From a cost perspective, it can be concluded that applying MPC at production facilities will significantly improve plant efficiency by improving yield/time and yield/space ratios. It can counteract out of specification (OOS) production and potentially save full production batches.

With the scientific-based approach using intensified DoE, the process is explored in an advanced way.


It is important to overcome the siloed thinking that exists among lab, pilot, and industrial scales. If the appropriate digital twin of the biological process (bioprocess model) has been developed at the small scale, it can be accessed in the planning for the next larger step and has the potential to greatly increase the accuracy of the CPPs at larger scales. Simulated test runs can be performed and fewer test runs at production scale are necessary, which can significantly reduce time to market. Furthermore, the bioprocess digital twin can be used to address a variety of questions about the influence of process parameters, equipment, conditions, safety, and competitiveness.

Plant constructors focus on the technical process and the plant itself. In product development, the focus lies on the bioprocess model combining the product and the process. To get a comprehensive picture, it is necessary to go one step further and combine these approaches. Blending the digital twins of the bioprocess and technical processes together in one simulation environment or platform results in an improved understanding of the interactions between process, product, and plant. It permits the acquisition of information, for example, on energy and mass balances, vessel sizes, and buffer quantities, even before the plant is constructed. This software platform supports the engineering and manufacturing procedures to provide a commercially attractive production process at final scale.

Using a comprehensive picture of the interdependencies of plant, process, and product and an early understanding of their interactions, improved engineering results and a whole range of further advantages are obtained. Model-based technologies allow the sharing of knowledge needed for scale-up, support the implementation of the QbD approach, and allow the application of advanced process control techniques. A significant reduction in time for process development is the result.

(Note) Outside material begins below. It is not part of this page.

PR #7588, opened 2026-09-02
unstable/ai: route tool param validation through failureMode and drop ToolParameterValidationError.toolParams

### LINKED ISSUE #6335: unstable/ai: tool-call parameter decode failure bypasses failureMode: "return" and kills the whole streamText stream

### LINKED ISSUE #7416: unstable/ai: constructing ToolParameterValidationError throws when toolParams contain NaN/Infinity, turning a typed tool error into a defect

Individual digital twins, or process models for single-unit operations, are incorporated into a comprehensive digital twin, a fully integrated process model. An adequate software environment with the respective IT platforms is required for this approach. A comprehensive toolchain, in terms of systems, software, and methodological support in combination with sound engineering expertise, is essential. The challenge lies in creating an overarching concept and architecture. A climate of co-creation between stakeholders, suppliers, partners, and experts is the prerequisite to break up silos and to support fast-track biopharmaceutical drug development and manufacturing. Not least because of the COVID-19 crisis, we have learned how essential the bundling of competencies is to be able to quickly respond to patients’ needs.